* _Work required_: Return copies of the lines below that mention "const".

=======

PR #8337, opened 2026-08-08
fix: track wrapper reference per handler to fix EventBus.unsubscribe 

### LINKED ISSUE #8316: bug: EventBus.unsubscribe cannot remove function handlers (wrapper reference mismatch)
## Summary

`backend/api/src/core/events/EventBus.js` — `unsubscribe()` can **never remove** a handler that was added via `subscribe()`.

`subscribe()` wraps every function handler in a new `tracedHandler` closure and registers **that wrapper** with `this.on(eventType, tracedHandler)` (line 188). But `unsubscribe()` calls `this.removeListener(eventType, handler)` with the **original** handler reference (line 203). Since `EventEmitter.removeListener` matches by strict reference identity, the registered wrapper is never removed.

## Evidence

```js
// subscribe() — line 188 registers the wrapper, not the handler
const tracedHandler = (event) => { ... };
this.on(eventType, tracedHandler);

// unsubscribe() — line 203 removes the ORIGINAL fn, which is never registered
unsubscribe(eventType, handler) {
  if (typeof handler === 'function') {
    this.removeListener(eventType, handler);
  }
  return this;
}
```

The `EventHandler` (`.handle`) path has the same problem: line 194 registers `(event) => handler.handle(event)` and `unsubscribe` never matches it.

## Impact

- Any runtime teardown that calls `eventBus.unsubscribe(type, fn)` silently no-ops — the handler keeps firing on every publish.
- Repeated `subscribe(type, fn)` calls register duplicates, so the handler fires N times per event (listener leak up to `setMaxListeners(50)`).
- Contradicts the intended semantics tested in `backend/api/test/unit/core/eventBus.test.js:196-205` (asserts unsubscribe drops the handler).

## Proposed fix

Track the wrapper per original handler (e.g. a `WeakMap`), and in `unsubscribe` remove the stored wrapper:

```js
subscribe(eventType, handler) {
  ...
  const tracedHandler = ...;
  this._handlerWrappers.set(handler, tracedHandler);
  this.on(eventType, tracedHandler);
  ...
}
unsubscribe(eventType, handler) {
  if (typeof handler === 'function') {
    this.removeListener(eventType, this._handlerWrappers.get(handler) || handler);
  }
  ...
}
```

aaniya22:
## Description
`EventBus.subscribe()` wraps every function handler in a new `tracedHandler` closure (for OpenTelemetry span tracking) and registers that wrapper via `this.on(eventType, tracedHandler)`. But `unsubscribe()` called `this.removeListener(eventType, handler)` with the *original* handler reference, not the wrapper. Since `EventEmitter.removeListener` matches by strict reference identity, the registered wrapper was never actually removed — `unsubscribe()` silently no-op'd, leaving the handler firing on every future publish. The `EventHandler` (`.handle`) subscription path had the identical bug.

Added a `WeakMap` (`this._handlerWrappers`) to track each original handler → its wrapper closure, populated in both `subscribe()` branches (function handlers and `EventHandler` instances). `unsubscribe()` now looks up the stored wrapper via the WeakMap and removes that, falling back to the raw handler if no wrapper is found.

## Type of Change

## How Has This Been Tested?
- **Test Commands:** `node --check`, plus a standalone reproduction script isolating just the subscribe/unsubscribe/WeakMap logic
- **Test Steps / Prerequisites:** `test/unit/core/eventBus.test.js` has 13 pre-existing failures on `main` (before this change) from an unrelated `Cannot read properties of null (reading 'getTracer')` OpenTelemetry initialization issue in the test environment — confirmed by stashing this fix and re-running, same 13/21 failures occur either way, since that error blocks every `publish()` call including the `unsubscribe` test itself. Wrote an isolated script replicating the exact subscribe → emit → unsubscribe → emit sequence to verify the actual logic independent of that unrelated failure.
- **Expected Result:** `unsubscribe(eventType, fn)` actually removes the registered wrapper; the handler stops receiving events after unsubscribe. Confirmed: handler fired once before unsubscribe, did not fire again after.

### Test Environment
- [x] Local manual testing
- [ ] Unit / Integration tests (`npm test`, `flutter test`, etc.) — pre-existing unrelated OTel failures in this file, see note above

## Related Issues
Closes #8316

## PR Checklist
- [ ] I have commented my code, particularly in hard-to-understand areas.

### DIFF
--- a/backend/api/src/core/events/EventBus.js
+++ b/backend/api/src/core/events/EventBus.js
@@ -14,6 +14,7 @@ class EventBus extends EventEmitter {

=======

* _Solution_:
const tracedHandler = (event) => { ... };
  const tracedHandler = ...;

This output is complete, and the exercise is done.